====== DATA FOR ANALYSIS
PR #3097, opened 2022-12-19
Fix More-Less bug where it was not setting base height correctly 

oelhanafey:
[US146805](https://rally1.rallydev.com/#/?detail=/userstory/673763145497&fdp=true)

This PR removes the `__init_setBaseHeight()` call on the first update of `<d2l-more-less>`. This function was being called twice on initialization. Once from `firstUpdated()` and once from `__adjustToContent()`. `__init_setBaseHeight()` calls `this.__init_measureBaseHeight()` asynchronously with `requestAnimationFrame()` and was causing some odd behaviour where the `__baseHeight` was not being set correctly specifically when using an explicit height attribute.

Removing the call from `firstUpdated()` ensures the function is only called once and the baseHeight is set as expected. I removed it from `firstUpdated()` rather than `adjustToContent()` since it ensures that `adjustToContent()` does not run until the base height is set. `adjustToContent()` is responsible for resizing the component and determining whether the more-less button should be rendered.

I also just changed the code demo to use "Lorem ipsum" to be consistent with the other demos on the page.

### DIFF
--- a/components/more-less/demo/more-less.html
+++ b/components/more-less/demo/more-less.html
@@ -30,7 +30,7 @@
 			<d2l-demo-snippet>
 				<template>
 					<d2l-more-less height="8em">
-						<p id="img-target">Hi everybody!Hi everybody!Hi everybody!Hi everybody!Hi everybody!Hi everybody! <a href="">Hi!</a></p>
+						<p id="img-target">Lorem ipsum dolor sit amet, consectetur adipiscing elit, magna aliqua quis. Duis aute irure dolor in reprehenderit in voluptate velit esse cillum dolore eu fugiat nulla pariatur. Excepteur sint occaecat cupidatat non proident <a href="">proident.</a></p>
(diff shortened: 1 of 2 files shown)


eKoopmans (approved):
Looks good. I think I reproduced the issue you're talking about - is it something like this?

image

Steps:
1. Shrink the page size so that the more-less needs to have the "More" expander
2. Refresh
3. Expand the page again, and the "More" expander should disappear
4. In the old behaviour, it's still there, but doesn't do much when clicked (makes it a bit smaller)

oelhanafey:
@eKoopmans yeah I was just typing up how to reproduce it. That is exactly the problem. It should not be shown here since the component is shorter than the `8em` height attribute. The reason it is being rendered because it is more than `4em` and it thinks the base height is the default `4em` instead of the `8em` that was set. I'm not sure why that only happens on refresh, some weirdness from when it set twice I suppose.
============
Across all the entries, count the lines that contain the word "function" and give the number by itself.

● SOLUTION TO THE EXERCISE: 2